[Collected data entries]
==*==

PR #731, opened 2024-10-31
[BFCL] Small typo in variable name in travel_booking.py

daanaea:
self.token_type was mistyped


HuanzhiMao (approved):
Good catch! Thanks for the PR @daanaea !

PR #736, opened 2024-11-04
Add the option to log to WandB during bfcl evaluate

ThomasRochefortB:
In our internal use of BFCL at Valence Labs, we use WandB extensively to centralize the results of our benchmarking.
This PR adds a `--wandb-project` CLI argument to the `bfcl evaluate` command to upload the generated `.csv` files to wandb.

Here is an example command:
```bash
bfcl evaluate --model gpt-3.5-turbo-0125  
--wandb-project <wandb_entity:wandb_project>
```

==*==

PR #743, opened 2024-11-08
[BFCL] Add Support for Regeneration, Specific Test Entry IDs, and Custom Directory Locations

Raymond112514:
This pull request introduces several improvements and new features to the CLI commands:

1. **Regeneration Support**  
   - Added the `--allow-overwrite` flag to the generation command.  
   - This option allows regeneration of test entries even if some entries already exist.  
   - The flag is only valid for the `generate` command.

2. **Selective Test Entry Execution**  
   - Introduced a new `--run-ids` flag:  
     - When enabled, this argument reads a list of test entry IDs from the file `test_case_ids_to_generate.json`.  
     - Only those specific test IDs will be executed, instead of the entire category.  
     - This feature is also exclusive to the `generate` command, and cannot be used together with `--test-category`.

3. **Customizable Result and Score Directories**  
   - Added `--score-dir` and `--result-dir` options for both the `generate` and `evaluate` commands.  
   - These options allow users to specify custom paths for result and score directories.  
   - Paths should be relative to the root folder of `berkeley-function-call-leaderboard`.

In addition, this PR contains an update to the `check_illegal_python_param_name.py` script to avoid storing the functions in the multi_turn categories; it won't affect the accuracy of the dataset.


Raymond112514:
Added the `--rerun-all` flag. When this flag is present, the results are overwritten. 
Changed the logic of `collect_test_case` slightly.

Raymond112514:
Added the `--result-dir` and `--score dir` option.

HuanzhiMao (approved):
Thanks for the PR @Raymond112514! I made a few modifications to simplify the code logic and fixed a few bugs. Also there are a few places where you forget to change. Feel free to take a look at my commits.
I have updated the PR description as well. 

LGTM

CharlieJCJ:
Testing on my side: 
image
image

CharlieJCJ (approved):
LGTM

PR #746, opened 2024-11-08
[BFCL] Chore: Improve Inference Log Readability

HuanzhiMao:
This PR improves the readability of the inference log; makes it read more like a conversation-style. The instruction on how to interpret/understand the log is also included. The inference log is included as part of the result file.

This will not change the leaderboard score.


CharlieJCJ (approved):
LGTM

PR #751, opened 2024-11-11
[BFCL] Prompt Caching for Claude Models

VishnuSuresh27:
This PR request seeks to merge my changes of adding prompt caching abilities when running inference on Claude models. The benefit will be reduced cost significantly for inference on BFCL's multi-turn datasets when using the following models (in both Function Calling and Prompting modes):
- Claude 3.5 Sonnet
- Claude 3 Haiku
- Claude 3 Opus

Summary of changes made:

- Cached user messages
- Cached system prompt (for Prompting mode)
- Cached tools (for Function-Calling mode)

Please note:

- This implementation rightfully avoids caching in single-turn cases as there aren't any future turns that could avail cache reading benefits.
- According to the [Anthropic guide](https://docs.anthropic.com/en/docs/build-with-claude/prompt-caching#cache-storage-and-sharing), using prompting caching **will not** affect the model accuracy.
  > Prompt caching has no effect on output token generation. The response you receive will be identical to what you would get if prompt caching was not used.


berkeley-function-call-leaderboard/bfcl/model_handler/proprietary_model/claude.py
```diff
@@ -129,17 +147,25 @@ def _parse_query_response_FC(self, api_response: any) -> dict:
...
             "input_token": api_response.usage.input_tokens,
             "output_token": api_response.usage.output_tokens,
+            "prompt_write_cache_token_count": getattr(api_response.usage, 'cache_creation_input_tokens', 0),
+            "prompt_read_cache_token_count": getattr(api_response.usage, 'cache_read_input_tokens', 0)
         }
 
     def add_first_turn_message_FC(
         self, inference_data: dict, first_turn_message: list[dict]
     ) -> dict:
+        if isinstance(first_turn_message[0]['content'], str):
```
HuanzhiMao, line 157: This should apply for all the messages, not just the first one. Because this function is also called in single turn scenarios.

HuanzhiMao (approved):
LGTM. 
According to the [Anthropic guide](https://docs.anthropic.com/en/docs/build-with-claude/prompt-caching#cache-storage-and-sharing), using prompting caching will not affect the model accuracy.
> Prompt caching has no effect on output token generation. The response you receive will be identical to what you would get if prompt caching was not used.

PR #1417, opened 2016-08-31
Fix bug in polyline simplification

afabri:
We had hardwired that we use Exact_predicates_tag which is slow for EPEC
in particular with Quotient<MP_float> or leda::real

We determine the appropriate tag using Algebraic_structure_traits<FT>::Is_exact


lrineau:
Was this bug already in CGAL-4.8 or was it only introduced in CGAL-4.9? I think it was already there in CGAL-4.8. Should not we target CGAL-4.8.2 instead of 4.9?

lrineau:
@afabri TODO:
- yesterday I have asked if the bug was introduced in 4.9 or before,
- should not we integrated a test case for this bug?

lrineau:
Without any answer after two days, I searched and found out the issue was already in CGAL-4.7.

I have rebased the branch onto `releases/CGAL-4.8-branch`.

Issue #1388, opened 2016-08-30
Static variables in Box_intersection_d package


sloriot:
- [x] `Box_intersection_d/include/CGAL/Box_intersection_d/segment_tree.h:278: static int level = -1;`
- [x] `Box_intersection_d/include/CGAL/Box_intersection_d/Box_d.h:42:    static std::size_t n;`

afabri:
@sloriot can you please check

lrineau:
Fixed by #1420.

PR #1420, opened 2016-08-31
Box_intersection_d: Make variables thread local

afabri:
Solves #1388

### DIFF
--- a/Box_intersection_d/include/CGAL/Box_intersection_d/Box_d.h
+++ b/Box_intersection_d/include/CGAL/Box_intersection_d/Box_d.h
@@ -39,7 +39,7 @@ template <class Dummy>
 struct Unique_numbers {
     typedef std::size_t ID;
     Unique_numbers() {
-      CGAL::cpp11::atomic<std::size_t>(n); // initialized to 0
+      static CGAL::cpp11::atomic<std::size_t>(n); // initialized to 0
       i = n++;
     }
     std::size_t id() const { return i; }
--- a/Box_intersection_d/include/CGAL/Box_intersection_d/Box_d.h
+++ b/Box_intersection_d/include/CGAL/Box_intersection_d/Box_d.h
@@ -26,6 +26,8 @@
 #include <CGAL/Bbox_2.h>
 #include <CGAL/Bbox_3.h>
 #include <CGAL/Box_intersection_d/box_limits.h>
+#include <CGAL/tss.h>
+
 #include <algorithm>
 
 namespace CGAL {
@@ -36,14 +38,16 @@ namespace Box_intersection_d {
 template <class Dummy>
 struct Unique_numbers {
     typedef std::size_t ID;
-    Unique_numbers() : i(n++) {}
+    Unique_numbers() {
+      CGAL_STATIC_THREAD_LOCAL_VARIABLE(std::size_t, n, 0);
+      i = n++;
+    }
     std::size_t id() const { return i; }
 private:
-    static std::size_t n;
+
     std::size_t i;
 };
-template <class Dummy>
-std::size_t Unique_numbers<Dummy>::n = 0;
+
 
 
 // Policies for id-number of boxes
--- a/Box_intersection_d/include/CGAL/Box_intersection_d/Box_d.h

==*==

ACTIVITY — What are the lines above that hold the string "Thanks"? Copy them.

RESULT —
Good catch! Thanks for the PR @daanaea !
Thanks for the PR @Raymond112514! I made a few modifications to simplify the code logic and fixed a few bugs. Also there are a few places where you forget to change. Feel free to take a look at my commits.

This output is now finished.